EXERCISE. Every line containing the string "opened" is to be copied from the records.

DATA FOR PROCESSING.

Issue #353, opened 2025-08-12
Example3 in README.md doesn't work


KAWAHARA-souta:
I've got following error when execute Example3 in README.md

```
$ go run README_example3.go 
# command-line-arguments
./README_example3.go:77:11: document.RelateNodeAtID undefined (type *sbom.Document has no field or method RelateNodeAtID)
./README_example3.go:88:11: document.RelateNodeAtID undefined (type *sbom.Document has no field or method RelateNodeAtID)
```

We should fix like below:
```
-       document.RelateNodeAtID(node1, appNode.Id, sbom.Edge_contains)
-       document.RelateNodeAtID(node2, appNode.Id, sbom.Edge_contains)
+       document.NodeList.RelateNodeAtID(node1, appNode.Id, sbom.Edge_contains)
+       document.NodeList.RelateNodeAtID(node2, appNode.Id, sbom.Edge_contains)
```

PR #354, opened 2025-08-12
Fix example3 in README.md

KAWAHARA-souta:
Resolves: #353


puerco (approved):
Thanks @KAWAHARA-souta !

PR #356, opened 2025-08-13
Fix release process

paulinayanez:
We attempt to fix the release process by flipping the checkout and go setup order in release.


puerco (approved):
Thanks!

RESPONSE TO THIS EXERCISE.
Issue #353, opened 2025-08-12
PR #354, opened 2025-08-12
PR #356, opened 2025-08-13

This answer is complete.